WHAT IS EXPECTED: Only the lines below starting at the one that contains "this is useful" and ending at the one that contains "-727,6 +727,8 @@" are to be reproduced, exactly and with both ends kept.

▬▬▬

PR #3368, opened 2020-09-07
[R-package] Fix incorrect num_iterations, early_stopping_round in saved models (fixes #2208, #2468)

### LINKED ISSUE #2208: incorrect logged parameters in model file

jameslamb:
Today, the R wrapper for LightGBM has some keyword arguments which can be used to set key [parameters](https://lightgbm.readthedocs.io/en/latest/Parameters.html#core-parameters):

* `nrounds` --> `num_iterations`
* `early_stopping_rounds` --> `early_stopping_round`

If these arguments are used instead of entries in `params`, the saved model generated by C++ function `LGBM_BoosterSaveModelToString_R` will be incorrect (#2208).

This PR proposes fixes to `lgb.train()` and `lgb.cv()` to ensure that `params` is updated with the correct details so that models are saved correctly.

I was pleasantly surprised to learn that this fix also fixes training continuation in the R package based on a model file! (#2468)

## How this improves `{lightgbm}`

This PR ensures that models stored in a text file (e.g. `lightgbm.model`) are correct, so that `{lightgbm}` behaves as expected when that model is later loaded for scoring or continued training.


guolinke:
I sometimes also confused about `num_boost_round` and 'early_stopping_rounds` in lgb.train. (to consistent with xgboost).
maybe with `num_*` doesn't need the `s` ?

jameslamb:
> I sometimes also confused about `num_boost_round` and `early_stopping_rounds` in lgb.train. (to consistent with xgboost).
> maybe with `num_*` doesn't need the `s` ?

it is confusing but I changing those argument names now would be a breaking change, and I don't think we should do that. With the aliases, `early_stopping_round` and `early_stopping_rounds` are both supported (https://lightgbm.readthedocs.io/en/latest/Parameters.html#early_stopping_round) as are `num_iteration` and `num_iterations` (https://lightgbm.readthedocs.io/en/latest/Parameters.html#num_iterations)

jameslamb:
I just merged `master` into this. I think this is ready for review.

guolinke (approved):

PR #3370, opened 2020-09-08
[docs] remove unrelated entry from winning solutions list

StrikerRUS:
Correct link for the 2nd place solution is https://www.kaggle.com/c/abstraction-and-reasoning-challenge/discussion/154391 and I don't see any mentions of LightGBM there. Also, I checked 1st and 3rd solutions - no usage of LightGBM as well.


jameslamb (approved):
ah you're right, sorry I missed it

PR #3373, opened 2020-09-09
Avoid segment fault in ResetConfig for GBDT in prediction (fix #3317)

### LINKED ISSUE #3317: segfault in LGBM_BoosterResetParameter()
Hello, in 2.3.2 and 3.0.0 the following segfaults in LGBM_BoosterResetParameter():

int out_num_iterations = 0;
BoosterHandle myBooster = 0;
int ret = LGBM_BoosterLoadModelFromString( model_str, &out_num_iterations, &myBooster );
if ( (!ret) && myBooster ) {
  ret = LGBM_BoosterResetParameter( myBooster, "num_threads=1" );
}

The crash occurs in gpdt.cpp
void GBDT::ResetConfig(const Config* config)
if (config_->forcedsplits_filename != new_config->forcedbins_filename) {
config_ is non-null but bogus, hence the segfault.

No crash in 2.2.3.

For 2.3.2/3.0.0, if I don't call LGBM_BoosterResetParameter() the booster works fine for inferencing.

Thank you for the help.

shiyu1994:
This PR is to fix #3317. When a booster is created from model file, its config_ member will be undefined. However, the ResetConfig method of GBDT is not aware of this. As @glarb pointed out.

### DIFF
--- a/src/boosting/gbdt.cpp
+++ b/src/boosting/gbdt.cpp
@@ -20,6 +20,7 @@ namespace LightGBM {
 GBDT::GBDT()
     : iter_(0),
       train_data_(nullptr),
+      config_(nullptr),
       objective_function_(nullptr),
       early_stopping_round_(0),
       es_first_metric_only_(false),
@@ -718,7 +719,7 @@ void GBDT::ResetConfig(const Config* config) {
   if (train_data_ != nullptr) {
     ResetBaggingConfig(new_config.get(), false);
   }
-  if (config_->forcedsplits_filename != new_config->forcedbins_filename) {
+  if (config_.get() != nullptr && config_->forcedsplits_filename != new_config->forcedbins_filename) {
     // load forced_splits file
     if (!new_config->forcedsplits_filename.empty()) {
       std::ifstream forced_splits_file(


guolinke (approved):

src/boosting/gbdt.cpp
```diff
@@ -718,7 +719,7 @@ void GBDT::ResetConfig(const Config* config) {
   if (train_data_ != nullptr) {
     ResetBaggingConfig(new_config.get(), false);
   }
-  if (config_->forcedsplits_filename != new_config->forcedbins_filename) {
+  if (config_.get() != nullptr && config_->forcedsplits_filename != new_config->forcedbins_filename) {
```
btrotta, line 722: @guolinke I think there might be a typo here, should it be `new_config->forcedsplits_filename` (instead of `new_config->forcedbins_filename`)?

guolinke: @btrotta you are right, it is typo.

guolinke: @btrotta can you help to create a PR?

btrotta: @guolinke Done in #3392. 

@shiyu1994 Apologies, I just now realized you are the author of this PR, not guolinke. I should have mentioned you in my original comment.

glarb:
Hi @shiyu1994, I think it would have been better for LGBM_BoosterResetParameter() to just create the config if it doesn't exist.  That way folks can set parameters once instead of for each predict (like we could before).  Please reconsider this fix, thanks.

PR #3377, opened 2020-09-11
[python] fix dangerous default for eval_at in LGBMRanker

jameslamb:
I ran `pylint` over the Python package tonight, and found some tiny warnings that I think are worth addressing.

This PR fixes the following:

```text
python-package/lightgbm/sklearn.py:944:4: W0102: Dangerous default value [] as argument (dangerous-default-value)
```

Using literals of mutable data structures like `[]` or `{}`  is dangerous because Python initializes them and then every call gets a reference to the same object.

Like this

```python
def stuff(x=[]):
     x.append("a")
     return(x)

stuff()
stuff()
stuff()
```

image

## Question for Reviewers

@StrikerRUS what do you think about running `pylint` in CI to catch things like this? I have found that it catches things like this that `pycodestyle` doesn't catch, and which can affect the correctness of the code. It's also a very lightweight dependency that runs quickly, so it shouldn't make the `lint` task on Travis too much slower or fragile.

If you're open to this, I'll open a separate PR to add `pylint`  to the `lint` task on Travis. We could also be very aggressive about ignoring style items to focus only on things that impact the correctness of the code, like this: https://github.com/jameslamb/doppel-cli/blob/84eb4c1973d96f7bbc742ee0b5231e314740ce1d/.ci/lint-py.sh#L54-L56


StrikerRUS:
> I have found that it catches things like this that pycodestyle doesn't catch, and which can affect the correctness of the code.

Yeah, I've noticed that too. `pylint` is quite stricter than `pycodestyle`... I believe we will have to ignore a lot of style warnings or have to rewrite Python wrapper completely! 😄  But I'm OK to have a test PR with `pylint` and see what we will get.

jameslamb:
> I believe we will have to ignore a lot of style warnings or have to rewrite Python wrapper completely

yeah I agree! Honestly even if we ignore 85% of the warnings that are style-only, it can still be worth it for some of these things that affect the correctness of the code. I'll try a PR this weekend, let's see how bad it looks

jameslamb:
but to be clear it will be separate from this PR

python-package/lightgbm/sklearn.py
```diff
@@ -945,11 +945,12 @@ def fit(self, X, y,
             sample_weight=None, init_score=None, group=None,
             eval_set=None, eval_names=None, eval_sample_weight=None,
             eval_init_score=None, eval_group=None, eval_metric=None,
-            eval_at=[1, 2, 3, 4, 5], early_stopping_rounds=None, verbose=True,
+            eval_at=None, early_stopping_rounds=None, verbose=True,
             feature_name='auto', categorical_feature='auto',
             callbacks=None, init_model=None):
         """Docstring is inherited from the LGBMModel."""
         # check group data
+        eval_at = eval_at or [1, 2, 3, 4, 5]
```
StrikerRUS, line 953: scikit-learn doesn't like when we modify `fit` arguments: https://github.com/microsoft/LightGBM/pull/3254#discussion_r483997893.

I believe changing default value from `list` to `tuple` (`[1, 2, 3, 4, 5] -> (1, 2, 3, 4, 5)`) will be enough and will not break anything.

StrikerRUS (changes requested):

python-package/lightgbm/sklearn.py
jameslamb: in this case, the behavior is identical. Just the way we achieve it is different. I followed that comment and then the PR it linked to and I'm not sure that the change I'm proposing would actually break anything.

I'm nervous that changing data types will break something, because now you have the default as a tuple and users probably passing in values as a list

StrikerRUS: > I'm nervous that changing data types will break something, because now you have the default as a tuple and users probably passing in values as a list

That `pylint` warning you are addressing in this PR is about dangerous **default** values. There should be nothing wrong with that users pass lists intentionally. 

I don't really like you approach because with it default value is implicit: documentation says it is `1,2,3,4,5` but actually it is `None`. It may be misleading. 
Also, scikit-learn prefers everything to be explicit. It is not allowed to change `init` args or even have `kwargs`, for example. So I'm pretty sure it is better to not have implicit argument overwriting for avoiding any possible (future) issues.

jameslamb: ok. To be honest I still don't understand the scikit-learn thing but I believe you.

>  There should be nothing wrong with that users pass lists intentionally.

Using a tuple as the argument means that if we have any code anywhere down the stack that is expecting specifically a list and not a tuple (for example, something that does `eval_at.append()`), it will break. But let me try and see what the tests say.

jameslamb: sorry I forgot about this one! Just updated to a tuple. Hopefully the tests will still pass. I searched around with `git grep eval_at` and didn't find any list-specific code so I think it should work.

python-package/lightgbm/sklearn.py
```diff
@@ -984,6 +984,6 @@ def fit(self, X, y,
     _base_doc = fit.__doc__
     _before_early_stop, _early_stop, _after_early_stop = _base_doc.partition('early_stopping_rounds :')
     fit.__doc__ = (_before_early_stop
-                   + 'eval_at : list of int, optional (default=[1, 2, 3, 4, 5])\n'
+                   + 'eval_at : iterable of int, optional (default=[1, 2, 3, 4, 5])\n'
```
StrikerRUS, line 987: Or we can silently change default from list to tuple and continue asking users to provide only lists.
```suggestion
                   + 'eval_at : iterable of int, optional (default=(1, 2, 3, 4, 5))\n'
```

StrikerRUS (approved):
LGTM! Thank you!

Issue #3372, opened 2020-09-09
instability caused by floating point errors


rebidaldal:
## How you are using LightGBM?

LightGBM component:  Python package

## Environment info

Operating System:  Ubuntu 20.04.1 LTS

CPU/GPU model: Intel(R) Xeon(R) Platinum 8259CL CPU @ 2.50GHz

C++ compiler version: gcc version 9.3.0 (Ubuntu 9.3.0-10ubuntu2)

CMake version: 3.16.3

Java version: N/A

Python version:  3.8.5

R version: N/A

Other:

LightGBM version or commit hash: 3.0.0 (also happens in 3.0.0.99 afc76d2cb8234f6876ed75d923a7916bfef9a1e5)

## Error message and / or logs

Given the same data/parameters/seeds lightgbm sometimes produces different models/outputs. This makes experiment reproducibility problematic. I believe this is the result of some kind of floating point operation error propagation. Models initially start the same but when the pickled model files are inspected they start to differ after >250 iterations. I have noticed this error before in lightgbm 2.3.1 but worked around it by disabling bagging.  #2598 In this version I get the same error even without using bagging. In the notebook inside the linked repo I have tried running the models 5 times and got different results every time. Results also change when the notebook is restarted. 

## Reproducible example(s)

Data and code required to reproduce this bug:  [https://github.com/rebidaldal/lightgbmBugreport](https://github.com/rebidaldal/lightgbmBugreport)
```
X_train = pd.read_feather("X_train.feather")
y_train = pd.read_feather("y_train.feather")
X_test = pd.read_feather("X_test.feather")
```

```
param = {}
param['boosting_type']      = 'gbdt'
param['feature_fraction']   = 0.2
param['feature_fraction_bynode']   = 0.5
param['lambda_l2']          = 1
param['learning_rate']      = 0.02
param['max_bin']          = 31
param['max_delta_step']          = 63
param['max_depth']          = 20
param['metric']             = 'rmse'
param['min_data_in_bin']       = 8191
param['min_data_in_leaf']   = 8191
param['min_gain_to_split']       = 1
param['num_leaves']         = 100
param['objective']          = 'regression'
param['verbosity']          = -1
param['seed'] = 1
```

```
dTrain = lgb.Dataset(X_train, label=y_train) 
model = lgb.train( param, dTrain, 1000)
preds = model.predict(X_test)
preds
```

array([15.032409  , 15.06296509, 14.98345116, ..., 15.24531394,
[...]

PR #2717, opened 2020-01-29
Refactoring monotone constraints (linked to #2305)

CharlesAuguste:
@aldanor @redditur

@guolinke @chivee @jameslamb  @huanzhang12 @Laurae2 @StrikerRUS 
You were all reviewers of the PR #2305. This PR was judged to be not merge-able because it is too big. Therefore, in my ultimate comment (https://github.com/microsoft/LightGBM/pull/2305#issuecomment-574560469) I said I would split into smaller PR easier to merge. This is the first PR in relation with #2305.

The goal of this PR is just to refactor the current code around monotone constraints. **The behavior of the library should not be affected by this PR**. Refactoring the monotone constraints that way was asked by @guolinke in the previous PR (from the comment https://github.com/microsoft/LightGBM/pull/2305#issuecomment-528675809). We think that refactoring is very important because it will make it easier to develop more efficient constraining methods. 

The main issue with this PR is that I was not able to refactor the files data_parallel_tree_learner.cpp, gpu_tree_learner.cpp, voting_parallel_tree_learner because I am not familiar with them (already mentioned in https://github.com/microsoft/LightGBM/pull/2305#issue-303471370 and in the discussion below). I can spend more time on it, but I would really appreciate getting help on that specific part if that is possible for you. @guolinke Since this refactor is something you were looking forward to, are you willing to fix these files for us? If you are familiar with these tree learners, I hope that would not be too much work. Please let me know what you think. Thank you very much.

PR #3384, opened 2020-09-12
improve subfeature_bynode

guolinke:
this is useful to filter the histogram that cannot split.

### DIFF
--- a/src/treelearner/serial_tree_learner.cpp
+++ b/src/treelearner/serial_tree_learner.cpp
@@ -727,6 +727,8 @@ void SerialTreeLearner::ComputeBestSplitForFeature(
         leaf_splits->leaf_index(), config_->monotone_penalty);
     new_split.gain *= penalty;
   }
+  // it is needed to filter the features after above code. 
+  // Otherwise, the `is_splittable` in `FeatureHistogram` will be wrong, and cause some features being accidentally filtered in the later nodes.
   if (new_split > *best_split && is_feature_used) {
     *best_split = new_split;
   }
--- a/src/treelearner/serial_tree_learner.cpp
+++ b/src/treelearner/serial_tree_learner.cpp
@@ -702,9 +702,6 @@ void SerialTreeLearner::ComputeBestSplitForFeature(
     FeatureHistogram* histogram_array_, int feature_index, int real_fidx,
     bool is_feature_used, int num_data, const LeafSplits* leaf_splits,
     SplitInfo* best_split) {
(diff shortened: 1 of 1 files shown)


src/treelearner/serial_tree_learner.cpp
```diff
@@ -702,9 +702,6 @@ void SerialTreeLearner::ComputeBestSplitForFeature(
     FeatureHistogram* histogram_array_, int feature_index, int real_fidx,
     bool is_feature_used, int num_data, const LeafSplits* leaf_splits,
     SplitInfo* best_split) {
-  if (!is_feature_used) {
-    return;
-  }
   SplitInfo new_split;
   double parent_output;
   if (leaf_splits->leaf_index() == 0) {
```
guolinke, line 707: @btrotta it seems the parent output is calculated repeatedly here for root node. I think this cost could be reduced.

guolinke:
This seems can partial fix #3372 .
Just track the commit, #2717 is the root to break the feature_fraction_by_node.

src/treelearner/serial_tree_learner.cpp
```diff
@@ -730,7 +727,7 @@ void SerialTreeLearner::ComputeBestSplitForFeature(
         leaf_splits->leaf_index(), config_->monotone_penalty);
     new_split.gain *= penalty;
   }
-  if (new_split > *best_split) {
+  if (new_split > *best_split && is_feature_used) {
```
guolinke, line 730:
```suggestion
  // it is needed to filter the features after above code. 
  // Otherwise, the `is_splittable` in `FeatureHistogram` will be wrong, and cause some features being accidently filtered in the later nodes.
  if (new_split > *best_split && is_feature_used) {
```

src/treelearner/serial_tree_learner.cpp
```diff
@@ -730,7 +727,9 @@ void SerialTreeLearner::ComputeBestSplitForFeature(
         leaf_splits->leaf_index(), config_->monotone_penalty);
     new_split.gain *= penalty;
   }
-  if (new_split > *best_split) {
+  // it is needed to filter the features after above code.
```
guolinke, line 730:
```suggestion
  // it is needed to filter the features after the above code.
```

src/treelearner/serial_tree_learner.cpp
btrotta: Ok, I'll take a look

▬▬▬

ANSWER TO THIS PROBLEM:
this is useful to filter the histogram that cannot split.

### DIFF
--- a/src/treelearner/serial_tree_learner.cpp
+++ b/src/treelearner/serial_tree_learner.cpp
@@ -727,6 +727,8 @@ void SerialTreeLearner::ComputeBestSplitForFeature(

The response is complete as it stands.